What to produce: Write out, please, the lines from the beginning of the material to the line with "- Open any above link", including both ends and nothing else.

Dataset content:
PR #715, opened 2018-08-30
700 - Fixed indeterminate paging with Datagrid

### LINKED ISSUE #700: Datagrid Paging Indeterminate: Paging controls doesn't work after initial interaction
**Describe the bug**
[All Browsers] Datagrid Paging Indeterminate: Paging controls doesn't work after initial interaction
http://4100-beta1-enterprise.demo.design.infor.com/components/datagrid/example-paging-indeterminate.html
http://master-enterprise.demo.design.infor.com/components/datagrid/example-paging-indeterminate.html

**To Reproduce**
1. Go to URLs above
2. Click Next Page icon or any icons in the paging control
3. Datagrid will update but the paging controls no longer work, First Page and Previous Page are disabled and nothing happens when you click Next Page and Last Page

**Expected behavior**
Paging control should work

**Screenshots**
No applicable screenshots.

**Platform**
 - All devices and browsers

**Additional context**
No additional context.

deep7102:
Using indeterminate paging was not working after initial interaction with Datagrid.

Closes #700

http://localhost:4000/components/datagrid/example-paging-indeterminate.html
http://localhost:4000/components/datagrid/example-paging-indeterminate-landmark.html
- Open any above link
- Click Next Page icon or any icons in the paging control
- Paging should work fine

### DIFF
--- a/app/views/components/datagrid/example-paging-indeterminate.html
+++ b/app/views/components/datagrid/example-paging-indeterminate.html
@@ -33,6 +33,7 @@
 
       //Init and get the api for the grid
       var pageSize = 10;
+      var lastPage = -1;
 
       grid = $('#datagrid').datagrid({
         columns: columns,
@@ -48,6 +49,9 @@
             //req.activePage = 2;
             return; //Or can ignore and call loadData
           }
+          if (req.type === 'last') {
+            req.activePage = lastPage;
+          }
 
           var url = '{{basepath}}api/compressors?pageNum='+ req.activePage +'&pageSize='+ req.pagesize;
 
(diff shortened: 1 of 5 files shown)


app/views/components/datagrid/example-paging-indeterminate.html
```diff
@@ -48,6 +49,9 @@
             //req.activePage = 2;
             return; //Or can ignore and call loadData
           }
+          if (req.type === 'last') {
+            req.activePage = lastPage;
+          }
```
pwpatton: Anyway we can avoid doing this in the implementing code? ActivePage really has no meaning when it comes to indeterminate paging anyway. Could we just say if it's indeterminate it's -1 all the time?

pwpatton: I see in the test you always set to -1 if indeterminate. That should be fine, but it would be nice to not have to set it at all.

pwpatton:
http://localhost:4000/components/datagrid/example-paging-indeterminate.html starts on the 2nd page or recs. This was for issue #576 that I had previously fixed. Does it work on the example-paging-indeterminate.html sample to 
1. click prev button to get ot the first page
2. then click next button until last page is reached.

pwpatton:
I just did some testing on this and it seems to work quite nicely in the samples. I'll know more once this makes it into landmark.

app/views/components/datagrid/example-paging-indeterminate.html
deep7102: Yeah! I agree you right less code is always good to manage too, but unfortunately its been already there so I try to fix around and not to break other thing might related to ActivePage. We should revisit and dig more to remove ActivePage for indeterminate option.

Issue #721, opened 2018-08-30
Document how to include and use Enterprise


clepore:
**Is your feature request related to a problem? Please describe.**
In the course of the migration to github, we lost some documentation on how to use/apply Enterprise into a system.

**Describe the solution you'd like**

1. Relocate the development information
    - [ ] Clean up [docs/DEVELOPER.md](https://github.com/infor-design/enterprise/blob/master/docs/DEVELOPER.md)
    - [ ] Move any developer instructions from [./README](https://github.com/infor-design/enterprise/blob/master/README.md) into [docs/DEVELOPER.md](https://github.com/infor-design/enterprise/blob/master/docs/DEVELOPER.md)

1. Add implementation instructions
    - [ ] Clean up [./README](https://github.com/infor-design/enterprise/blob/master/README.md)
    - [ ] Add instructions on how to include/use the controls into [./README](https://github.com/infor-design/enterprise/blob/master/README.md)
    - [ ] Maybe somehow add a link to the `docs/` folder "for more info" or something

1. Update [docs/index.md](https://github.com/infor-design/enterprise/blob/master/docs/index.md) (@clepore)
    - [ ] Link back to [./README](https://github.com/infor-design/enterprise/blob/master/README.md)
    - [ ] Make it more of a general introduction to EP (as this is what's shown on the website)

1. Make sure the changes pass `npm run mdlint:docs`

**Describe alternatives you've considered**
n/a

**Additional context**
n/a

tmcconechy:
Some thoughts...

1) point out the links if using angular
2) go through the process of 
- npm install
- what to include in the page
- adding a component
- point to the example

tmcconechy:
Seems like this should have been closed.

PR #722, opened 2018-08-30
721 - Normalize line endings for Windows users

EdwardCoyle:
Rather than relying on Windows users to need to change their global Git settings, this PR adds a `.gitattributes` file with some reasonable line ending defaults for web projects.  This selectively  prevents Git's autoconversion from LF to CRLF on Windows.

Previously this was solved by doing the following on Windows machines:
```
git config core.autocrlf false
```

This should no longer be necessary after this PR.

#721

Pull down the repo on Windows and open any Javascript file.  In an editor that reports it, make sure these files contain all `LF`-style line endings.


EdwardCoyle:
@krishollenbeck @pwpatton 

Would you guys mind checking out this PR and let us know if you have any issues with line ending conversions?

krishollenbeck:
@EdwardCoyle I checked out the branch. And I am not positive it is working. Some of the .JS files show LF. But if I open the HTML files. Some of them appear as CRLF. See the bottom right in the attached screenshot

[
intellij-crlf
](url)

PR #2283, opened 2019-05-31
2264 - Datagrid: Non Displayed Validation Error Tooltip

### LINKED ISSUE #2264: Datagrid: Non Displayed validation message tooltip is not displayed on hover
**Describe the bug**
Non Displayed validation errors, eg validation messages on a non displayed page, would have a tooltip so that the user could navigate to that page and correct the issue. The tooltip no longer displays.

**To Reproduce**
1. Go to 'http://localhost:4000/components/datagrid/test-editable-paging-validation.html'
2. Remove the Product Name value from the first row
3. Page to the next page (the validation will run and display an icon on the toolbar)
4. Hover over the icon to see the tooltip message (Not displayed)

**Expected behavior**
The tooltip should say that there is an error on the first page.

**Version**
4.19

marknolaninfor:
Display the tooltip for the Non displayed validation Errors

Closes #2264

- Go to http://localhost:4000/components/datagrid/test-editable-paging-validation.html
- Remove the Product Name value from the first row
- Page to the next page (the validation will run and display an icon on the toolbar)
- Hover over the icon to see the tooltip message (Not displayed)


tmcconechy:
A few minor issues with this one. We could fix them later.
1. datagrid.js has a couple warnings on trailing spaces
2. the example added http://localhost:4000/components/datagrid/test-editable-paging-validation-notoolbar.html when you add the message to the second page the tooltip is in the wrong position when it appears. When it goes away the space is not reclaimed. I think this is maybe a case we should ignore. Should probably have a toolbar for this to work.
3. The events namespaces `mouseenter.gridtooltip` are already used in placed. This might have a problem so probably need a unique namespace.
4. Should the new events go into the datagrid destroy?

davidcarlsonberg:
I could see an argument to enumerate the errors indicated in the tooltip. E.g., instead of:
tooltip-errors
It would read:
```
Error message(s) on page(s):
1, 2, 4, and 10
```
But that might be nitpicky.

Some screenshots if it's useful for other reviewers:
error-screenshot
warning-screenshot

marknolaninfor:
@davidcarlsonberg 

The message could be converted to a simple sentence, but my concern would be the translation to other languages. The construction of the final part "1, 2, 4, and 10" needs to be translatable, but currently Locale.Translate is not constructed in a way to accept parameter, eg the page numbers and then translate them in to a meaning full sentence, it is not really the case of just substituting words to have the correct meaning in all languages. 

There are cases of one or two  values being passed, but not n, eg an array [1,2,4,10], to Locale.translate. I guess that this could be a seperate ticket to allow for this, as I agree it would be far better to show the one sentence message over an over load to single line statements.

tmcconechy:
If this feature gets a lot of traction i think we can change it up based on user feedback later

PR #2334, opened 2019-06-06
2333 - Pass additional arguments from tooltip function

### LINKED ISSUE #2333: Datagrid: Tooltip function requires additional parameters to be passed
Describe the bug
The callback parameters being passed to the registered tooltip function for a column is only providing the cell and value.

tooltip.content = col.tooltip(cell, value);

To be useful, especially in Landmark, need the full compliment of arguments that other column callback function receive.

tooltip.content = col.tooltip(row, cell, value, col, rowData, api);

claudenbach:

When this feature was made for landmark a few versions ago some additional arguments to the column.tooltip callback function were left out. This attempts to address that. I made changes to the order of the items on conversation with @tmcconechy as this feature is new and these are more consistent. So changed to tooltip api call back to pass the row, cell, value, col, rowData, and api.

Fixes #2333 

- go to http://localhost:4000/components/datagrid/test-custom-tooltip-dynamic.html
- hover the exception cells
- the tooltip will show row, cell and value

** Other Details**


claudenbach:
Related to https://github.com/infor-design/enterprise-ng/issues/354

tmcconechy:
FYI test would probably go in https://github.com/infor-design/enterprise/blob/master/test/components/datagrid/datagrid-api.func-spec.js and include logic that executes the callback and checks the output is the new data you added

PR #2354, opened 2019-06-10
2355- add attachToBody option to standalone-pager for pageSizeChooser menu [v4.19.x]

### LINKED ISSUE #2355: Pager: Need to attach the page size selector to body.
**Describe the bug**
Because we have a position: sticky menu the pager dropdown menu is not sizing correctly when its open in our app. The existing option attachPageToBody fixes this but the pager doesnt have a way to set it.

**To Reproduce**
You cant you have to use our app.

**Expected behavior**
Add a way to feed the option into the pager popupmenu.

pwpatton:

Because we have a position: sticky menu the pager dropdown menu is not sizing correctly when its open in our app. The existing option attachPageToBody fixes this but the pager doesnt have a way to set it.

Fixes #2355 

- go to http://localhost:4000/components/pager/example-standalone.html
- toggle the attach pagesize menu to body checkbox
- look in the dom and notice the page size menu 
   - if checked the page size chooser menu should be at the dom level
   - if unchecked the page size chooser will show in the pager element.

### DIFF
--- a/src/components/pager/pager.js
+++ b/src/components/pager/pager.js
@@ -95,7 +95,8 @@ const PAGER_DEFAULTS = {
   firstPageTooltip: 'FirstPage',
   previousPageTooltip: 'PreviousPage',
   nextPageTooltip: 'NextPage',
-  lastPageTooltip: 'LastPage'
+  lastPageTooltip: 'LastPage',
+  attachToBody: false
 };
 
 function Pager(element, settings) {
@@ -998,7 +999,7 @@ Pager.prototype = {
       }
 
       // Render the button
-      const pageSizeButton = $(`<button type="button" class="btn-menu">
+      const pageSizeButton = $(`<button type="button" class="btn-menu"  data-options="{attachToBody: ${this.settings.attachToBody}}">
         ${recordHtml}
         ${dropdownIcon}
       </button>`).appendTo(pageSizeLi);
--- a/src/components/pager/pager.js
+++ b/src/components/pager/pager.js
@@ -96,7 +96,7 @@ const PAGER_DEFAULTS = {
   previousPageTooltip: 'PreviousPage',
   nextPageTooltip: 'NextPage',
   lastPageTooltip: 'LastPage',
-  attachToBody: false
+  attachPageSizeMenuToBody: false
 };
 
 function Pager(element, settings) {
@@ -999,7 +999,7 @@ Pager.prototype = {
       }
 
       // Render the button
-      const pageSizeButton = $(`<button type="button" class="btn-menu"  data-options="{attachToBody: ${this.settings.attachToBody}}">
+      const pageSizeButton = $(`<button type="button" class="btn-menu">
         ${recordHtml}
         ${dropdownIcon}
       </button>`).appendTo(pageSizeLi);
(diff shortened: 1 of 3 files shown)


src/components/pager/pager.js
```diff
@@ -95,7 +95,8 @@ const PAGER_DEFAULTS = {
   firstPageTooltip: 'FirstPage',
   previousPageTooltip: 'PreviousPage',
   nextPageTooltip: 'NextPage',
-  lastPageTooltip: 'LastPage'
+  lastPageTooltip: 'LastPage',
+  attachToBody: false
```
tmcconechy: I feel like it would be better and more flexible to add a new setting like `pageSizeMenuOptions` which would be default be

```
      const popupOpts = {
        placementOpts: {
          parent: pageSizeButton,
          parentXAlignment: (Locale.isRTL() ? 'left' : 'right'),
          strategies: ['flip']
        }
      };
```

(line 1019- 1027) then replace the options in there so there might be more control over some of the other popup options

tmcconechy:
Also seems like a lint error https://travis-ci.com/infor-design/enterprise/jobs/206849012

src/components/pager/pager.js
pwpatton: not sure how to do that here. Also how do I specify that through ng?
right now I was going to do this:
```
    <div soho-standalone-pager *ngIf="!hidePagerBar" class="scrollable-flex-footer"
        showFirstButton="true"
        showPreviousButton="true"
        showNextButton="true"
        showLastButton="true"
        attachToBody="true"
 ```

Comment (pwpatton) [reply src/components/pager/pager.js]: continue to set it on the pager options then pass through to MeuOptiosn?

Comment (tmcconechy) [reply src/components/pager/pager.js]: would it be like `[pageSizeMenuOptions. attachToBody]="true"` ?

Comment (pwpatton) [reply src/components/pager/pager.js]: that seems like a bigger change for something that I need today tho. Can we refactor after the 4.19 rleease?

File: src/components/pager/pager.js [hunk 2]
```diff
@@ -95,7 +95,8 @@ const PAGER_DEFAULTS = {
   firstPageTooltip: 'FirstPage',
   previousPageTooltip: 'PreviousPage',
   nextPageTooltip: 'NextPage',
-  lastPageTooltip: 'LastPage'
+  lastPageTooltip: 'LastPage',
+  attachPageSizeMenuToBody: false
```
EdwardCoyle: Could potentially be:
```js
pageSizeMenuSettings: {
   attachToBody: false
}
```
... to go along with my other suggestion below.

src/components/pager/pager.js
```diff
@@ -1021,7 +1022,8 @@ Pager.prototype = {
           parent: pageSizeButton,
```
EdwardCoyle: This whole block would become:

```js
const popupOpts  = utils.extend({}, {
  placementOpts: {
    parent: pageSizeButton,
    parentXAlignment: (Locale.isRTL() ? 'left' : 'right'),
    strategies: ['flip']
  }
}, this.settings.pageSizeMenuOpts);
```

... this, combined with the change above, grabs all the popupmenu settings, instead of just the one, like @tmcconechy was suggesting.

pwpatton: see reply above

PR #2372, opened 2019-06-12
2299 - Fix for search not working in datagrid personalization

### LINKED ISSUE #2179: Listview: Calls Initialize too many times
**Describe the bug**
We noticed that listview is calling .initialize() once per each line in the list. Should only need to call itself once

**To Reproduce**
1. Go to the init in initialize and add a console log
2. Go to http://localhost:4000/
3. See how many times in the console

**Expected behavior**
Should only fire once https://github.com/infor-design/enterprise/blob/master/src/components/listview/listview.js#L388

**Version**
- ids-enterprise v4.19.0 (or any)

**Additional context**
Should make a list view example that initializes something like maybe a target/chart. And make sure all rows get auto initialized.

### LINKED ISSUE #2299: Datagrid: Search on Personalize Columns not working
**Describe the bug**

The search box on the in-built personalize columns dialog is not longer filtering the list of columns present in the associated dialog.  It is highlighting the matching letters.

**To Reproduce**

Clone the master repo of enterprise.

```sh
npm i
npm run start
```

Then navigate to `http://localhost:4000/components/datagrid/test-save-settings.html`. 

Open the DataGrid option menu, and select Personalize.

Enter text into the search field.

**Expected behavior**

When entering text I would expect the list of reduce as appropriate.

**Version**

v4.19 (beta.0 and 1)

**Screenshots**

image

**Platform**
 - Windows and Mac
- Chrome and IE11

**Additional context**

tmcconechy:

It was found that the search stopped working when in previous versions we changed the search logic. Updated the datagrid to use the correct listview logic. While in there fixed a semi-related issue where the listview calls initialize once per list item.

Fixes #2179 
Fixes #2299

2179 - http://localhost:4000/components/listview/example-index.html
- go to page
- open the debugger
- in the source tree, find `locahost:4000/src/behaviors/initialize/initialize.jquery.js`, and add a stop on the line under `$.fn.initialize = function (settings) {`
- should hit this twice when reloading the page (second one is from the listview stack trace, first one from the demo app page)
 
2299 - http://localhost:4000/components/datagrid/example-index.html
- click ... and then personalize columns
- note that a hidden column named hidden is unchecked
- and that the first column named id is "hideable: false" so its disabled
- try searching in the search for column names and it should filter
- try reset (clicking the x)

2299 - http://localhost:4000/components/datagrid/example-frozen-columns.html
- click ... and then personalize columns
- note that the two frozen columns are disabled

2299 - http://localhost:4000/components/datagrid/example-colspan.html
- click ... and then personalize columns
- note that the two spanned columns are disabled

2299 - http://localhost:4000/components/datagrid/example-multiselect.html
- click ... and then personalize columns
- note that the checkbox column is absent from the list (because it has no name)

Try anything else you think of....


EdwardCoyle:
> 2299 - http://localhost:4000/components/datagrid/example-index.html
> - click ... and then personalize columns
> - note that the two frozen columns are disabled

Just noting for other reviewers that this example doesn't have any frozen columns.  However, I was able to see this feature working on http://localhost:4000/components/datagrid/example-frozen-columns.html

tmcconechy:
@EdwardCoyle i did mean that page, updated the description above

tmcconechy:
Merging as was previously approved

PR #2376, opened 2019-06-13
2291 - Fix performance for export methods with datagrid

### LINKED ISSUE #2291: Datagrid: Performance of Table Export methods are significantly slower since 4.4.0 version
**Describe the bug**
We recently upgraded from SoHo Xi 4.4.0 to 4.14.0 and shipped this to our customers. They have reported back that the "Export to Excel" of table data "hangs". On investigation, we found that the problem was with large data sets (approx 1000 or more records) and that the processing of these records seems to take much longer in SoHo Xi 4.14.0 than in SoHo Xi 4.4.0, which, to the user, appears like the screen is hung as the CPU use is maxed out. This performance issues is still occurring in the latest 4.18.1 version. This issue has been raised on Infor Xtreme and support are involved.

For example, in the old code, an export of 2000 records takes 9 seconds in Chrome, but in the latest code it takes 137 seconds. Customers are using much larger data sets than this.

I will attach an example HTML file that contains calls to the exportToExcel and exportToCSV methods in the latest SoHo Xi version, along with a call to the old 4.4.0 code for comparison. The table is built using a loop to duplicate 2000 records, then use the buttons on the top of the page to export using the different methods. Time taken is written to alert box on completion and to the console, if open.

**To Reproduce**
1. Use the attached example
2. Click on Export
3. Compare speed to 4.4.0

**Expected behavior**
Should be near as fast as 4.4.0 if possible

**Version**
- ids-enterprise: [e.g. v4.14.0]

**Platform**
 - Browser Name [chrome] but others tested / same issue

**Additional context**
It looks to me that by changing to arrays, instead of strings, it has caused this performance issue.

deep7102:
Fixed performance for export methods with datagrid.

Closes #2291

- Navigate to http://localhost:4000/components/datagrid/test-export-performance.html
- Click on button `Export to Excel` or `Export to CSV`
- It should not take too much longer time to export/download the file

**Other Details**
- [x] Functional test for the bug.

### DIFF
--- a/app/views/components/datagrid/test-export-performance.html
+++ b/app/views/components/datagrid/test-export-performance.html
@@ -1,0 +1,89 @@
+<div class="row">
+  <div class="twelve columns">
+    <button id="exportExcel" class="btn-primary">Export to Excel</button>
+    <button id="exportCSV" class="btn-primary">Export to CSV</button>
+    <div id="datagrid">
+    </div>
+  </div>
+</div>
+
+<script>
+  $('body').one('initialized', function () {
+    var url = '{{basepath}}api/datagrid-sample-data';
+    var grid;
+    var data;
+    var columns;
+
+    $.getJSON(url, function(res) {
+      data = [];
+      for (var i = 0; i < 2000; i++) {
+        data.push(res[2]);
+      }
+
+    	// Define Columns for the Grid.
+      columns = [];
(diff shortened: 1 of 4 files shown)


tmcconechy:
Seems like one new test is failing https://travis-ci.com/infor-design/enterprise/jobs/207860197#L1513 maybe needs more testing on the test 👍

deep7102:
Hi @tmcconechy updated now, example page

PR #2378, opened 2019-06-14
2313-Add minWidth and maxWidth to the columns

### LINKED ISSUE #2313: Datagrid: Request a mechanism to constrain a column width
Describe the feature:
In Landmark, the column widths are not set.  We want the columns width to adjust to the data being loaded into the grid. However if the datagrid contains a rich text column, there is no way to constrain the column width.  So if the rich text column contains a large amount of data the column width becomes huge.  

Here's our issue....  
A list contains a column with a cardview and a column with a text area.  They want the text area column to wrap, showing only the number of lines of data as the cardview.   So if the cardview is two lines, they want the text area to wrap to the two lines.  If more text exists than can be displayed in two lines, then an ellipsis is shown with a tooltip showing the complete value.  Today, the text area column expands to display the entire value making the column width HUGE when it contains a large amount of data.  I tried setting column.width = 200, but if this column is the last column it doesn't stretch to fill the remaining space.  And column.maxWidth is not available.

Provide something like column.maxWidth where we can suggest the largest width size of a column.

Tried using column.width, but if this column is the last visible column in the list it doesn't stretch to fill the remaining space.

Additional requirement:
Need to support showing up to x number of characters in a cell, the full value would be shown via a tooltip.

Landmark LPL for this is:
show up to x characters

Additional requirement:
Need to support showing up to x number of lines of data in a cell, the full value would be shown via a tooltip.

Landmark LPL for this is:
use text area of 3 lines

marknolaninfor:
Request a mechanism to constrain a column width, as this is useful for textarea columns to allow for some wrapping.

Closes #2313 

1. Goto 'http://localhost:4000/components/datagrid/test-columns-min-max-widths.html'
The Description column has a min and max constraint
2. Edit any description so that it is wider than 550 px, the maximum constraint value.
3. Page to next page 
4. Page to next page 
5. Change the edited description to a shorter description

The datagrid has stretchColumnOnChange enabled so the resize can happens on the change. (The column will only shrink on paging)

### DIFF
--- a/app/views/components/datagrid/test-columns-min-max-widths.html
+++ b/app/views/components/datagrid/test-columns-min-max-widths.html
@@ -1,0 +1,50 @@
+<div class="row">
+  <div class="twelve columns">
+    <div id="datagrid">
+    </div>
+  </div>
+</div>
+
+<script>
+  $('body').one('initialized', function () {
+
+      var grid,
+        columns = [],
+        data = [];
+
+      // Some Sample Data
+      data.push({ id: 1, productId: 2142201, productName: 'Compressor', activity:  '', quantity: 1, price: 210.99, status: 'OK', orderDate:  '', portable: false, action: 1, description: ''});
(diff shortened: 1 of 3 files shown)


janahintal:
Hi @EdwardCoyle , noticed that when trying to erase the value of the description, the height changes and when trying to highlight text that I will delete, it is not being deleted. Please see below image
image
image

Solution:
PR #715, opened 2018-08-30
700 - Fixed indeterminate paging with Datagrid

### LINKED ISSUE #700: Datagrid Paging Indeterminate: Paging controls doesn't work after initial interaction
**Describe the bug**
[All Browsers] Datagrid Paging Indeterminate: Paging controls doesn't work after initial interaction
http://4100-beta1-enterprise.demo.design.infor.com/components/datagrid/example-paging-indeterminate.html
http://master-enterprise.demo.design.infor.com/components/datagrid/example-paging-indeterminate.html

**To Reproduce**
1. Go to URLs above
2. Click Next Page icon or any icons in the paging control
3. Datagrid will update but the paging controls no longer work, First Page and Previous Page are disabled and nothing happens when you click Next Page and Last Page

**Expected behavior**
Paging control should work

**Screenshots**
No applicable screenshots.

**Platform**
 - All devices and browsers

**Additional context**
No additional context.

deep7102:
Using indeterminate paging was not working after initial interaction with Datagrid.

Closes #700

http://localhost:4000/components/datagrid/example-paging-indeterminate.html
http://localhost:4000/components/datagrid/example-paging-indeterminate-landmark.html
- Open any above link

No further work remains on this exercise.